_MATERIAL SHOWN_
PR #744, opened 2026-04-29
Add --format flag to sbom-enrich

ehl-jf:
## Summary

Adds a `--format` flag to the `sbom-enrich` (alias `se`) command, allowing the output format to be selected when the input SBOM is XML (CycloneDX). Currently `json` is the only supported value for the flag; when set, XML input is converted to JSON with the enriched vulnerability data appended.

## Changes

- `cli/scancommands.go`
  - Register the `sbom-enrich` command with `SupportedFormats: [Json]` so the shared `--format` flag is wired in.
  - Read the format from the command context and pass it to `EnrichCommand` via the new setter.
- `commands/enrich/enrich.go`
  - New `outputFormat` field on `EnrichCommand` plus `SetOutputFormat(...)` setter.
  - New `AppendVulnsFromXMLToJson` that parses the XML SBOM, converts it to ordered JSON via the new `xmlElementToOrderedJson` helper, appends Xray vulnerabilities (`bom-ref` + CVE id), and prints the result.
  - `Run()` now branches on the requested format: XML input + `--format=json` produces JSON output; otherwise the existing XML/JSON paths are preserved (backward compatible default).
  - Added `printVulnerabilitiesTable` helper for tabular vulnerability rendering.
- `commands/enrich/enrich_test.go`
  - New unit tests covering the XML→JSON conversion, vulnerability appending, and table output.
- `go.mod` / `go.sum`
  - Bumped `github.com/jfrog/jfrog-client-go` to latest master (`v1.55.1-0.20260505115216-b6c67f807bc3`).

## Validation

- [ ] All [tests](https://github.com/jfrog/jfrog-cli-security/actions/workflows/test.yml) have passed. New unit tests added for the JSON output path in `commands/enrich/enrich_test.go`.


vitaliil-jfrog (approved):

utils/formats/output_format.go
```diff
@@ -0,0 +1,13 @@
...
+	outputFormat "github.com/jfrog/jfrog-cli-core/v2/common/format"
+)
+
+func GetOutputFormat(format string) (f outputFormat.OutputFormat, err error) {
+	f = outputFormat.Table
+	if format != "" {
+		f, err = outputFormat.ParseOutputFormat(format, outputFormat.All)
+	}
+	return
+}
```
attiasas: No need for this function.
Use `outputFormat.ParseOutputFormat(format,{options...})` directly.
You should register a flag with the default value at `cli/docs/flags.go` see how the `CurationOutput` option is defined/used, you have a similar case

cli/scancommands.go
```diff
@@ -71,13 +74,14 @@ func getAuditAndScansCommands() []components.Command {
...
-			Arguments:   enrichDocs.GetArguments(),
-			Category:    securityCategory,
-			Action:      EnrichCmd,
+			Name:             "sbom-enrich",
+			Aliases:          []string{"se"},
+			Flags:            flags.GetCommandFlags(flags.Enrich),
+			Description:      enrichDocs.GetDescription(),
+			Arguments:        enrichDocs.GetArguments(),
+			Category:         securityCategory,
+			SupportedFormats: []outputFormat.OutputFormat{outputFormat.Json, outputFormat.Table},
```
attiasas: I can see this option has been added recently to the core logic.
Currently CLI uses the plugins `Flags` attribute. as mentioned in other comment...

In addition seems like the current implementation is a mix:
You have the `GetOutputFormat` func you added with `table` as default but the core logic added `DefaultFormat` attribute as well as the `SupportedFormats`, why not use that?

I prefer the way the current repository handles the flags, when migrating we should probably migrate all and not having a mix

commands/enrich/enrich.go
```diff
@@ -192,18 +266,27 @@ func (enrichCmd *EnrichCommand) Run() (err error) {
 		return errorutils.CheckError(scanResults.GetErrors())
 	}
 
+	if enrichCmd.outputFormat == coreformat.Table {
+		if err = enrichCmd.printVulnerabilitiesTable(scanResults, os.Stdout); err != nil {
+			return
+		}
+		log.Info("Enrich process completed successfully.")
+		return
+	}
```
attiasas: This is not enriching the input files
```
jf sbom-enrich - Enrich sbom format JSON located on the local file-system with Xray.
```
This option is only printing the Xray results in a table format. IDK if that is intended.

commands/enrich/enrich.go
```diff
@@ -217,6 +300,27 @@ func (enrichCmd *EnrichCommand) CommandName() string {
...
+			}
+			for component := range vuln.Components {
+				if _, err := fmt.Fprintf(tw, "%s\t%s\n", component, cveID); err != nil {
+					return err
+				}
+			}
+		}
+	}
+	return tw.Flush()
+}
```
attiasas, line 315: if we already printing a table, use and print with the current format logic (see `utils/results/conversion/convertor.go` and `utils/results/output/resultwriter.go`)

cli/scancommands.go
attiasas: In addition, the current command also supports `XML` output format.
I can't see the option here so we need to add it to avoid regression

attiasas (changes requested):
Nice Job, please take a look at my comments.. In addition:
* This change makes the command behave a bit differently when passing the `table` format, not enriching, only printing...
* Add a description to your PR that reflects your changes.
* Resolve conflict and align code against the updated target branch `dev` (not `main`...)
* Try to add integration tests to `enrich_test.go`

utils/formats/output_format.go
ehl-jf: Actually this function was used before by some of the commands here.
But it was located in `jfrog-cli-core` but has been deprecated there.
So I move it back here to avoid changing to many thing.

An effort was made make the declaration of OutputFormat easy an common to all plugin, check the section 'Define output formats' in https://github.com/jfrog/jfrog-cli-core/blob/master/plugins/README.md.

With this new mechanism no need to declare the format flag it is done by the framework, and it can be retrieved from the context `ctx.GetOutputFormat()`

cli/scancommands.go
ehl-jf: The enrich command already used `c.GetOutputFormat()`
I did not want to touch the others ones as this is just about the one without format.

ehl-jf: Sure we can add it.
It is the default behavior BTW if no `--format` is specified the command acts as before.

utils/formats/output_format.go
ehl-jf: After rebasing over dev, I saw that you've already get rid of the deprecated function.
Beware that function used to return `Table` as the default and `ParseOutputFormat` does not.
Hope it did not break anything.
cc @attiasas

commands/enrich/enrich.go
ehl-jf: Not really, So I guess this format is not relevant here... Removing it

cli/scancommands.go
ehl-jf: From what I gather the current behaviour is as below:

To decide where to print XML is not based on the `--format` but depends on the result of `isXML(scanResults.Targets)`

If we add `--format xml` it will mean if `isXML(scanResults.Targets) == false` we will have to convert non-XML data to XML and print it.

@attiasas should we do it  ?

In this PR we only convert XML to json if `--format==json` and `isXML(scanResults.Targets)==true`.

PR #746, opened 2026-05-05
Migrate to jfrog/boost

attiasas:
## Summary

This change switches the GitHub Actions workflow used for CI optimization in `.github/workflows/test.yml` from `jfrog-fastci/fastci@v0` to `jfrog/boost@v0`. Inputs tied to the old FastCI action (`fastci_otel_token` / `FASTCI_TOKEN`, `install_bashi`, and `enabled_optimizations` for `go_test_junit_optimization`) are removed so the workflow matches the new action’s interface.

## Changes

- **`.github/workflows/test.yml`**: In every job that ran “Start FastCI Optimization,” replace `uses: jfrog-fastci/fastci@v0` with `uses: jfrog/boost@v0`.
- **Inputs**: Keep only `github_token: ${{ secrets.GITHUB_TOKEN }}` for that step; drop `fastci_otel_token`, `install_bashi`, and `enabled_optimizations` everywhere they appeared (including the variant that had `install_bashi: true` on the first job).


yahav-ohana:
LGTM

orto17 (approved):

_AIM OF THE EXERCISE_
Reproduce every line from the listing above that holds the word "tests".

_THE ANSWER_
  - New unit tests covering the XML→JSON conversion, vulnerability appending, and table output.
- [ ] All [tests](https://github.com/jfrog/jfrog-cli-security/actions/workflows/test.yml) have passed. New unit tests added for the JSON output path in `commands/enrich/enrich_test.go`.
* Try to add integration tests to `enrich_test.go`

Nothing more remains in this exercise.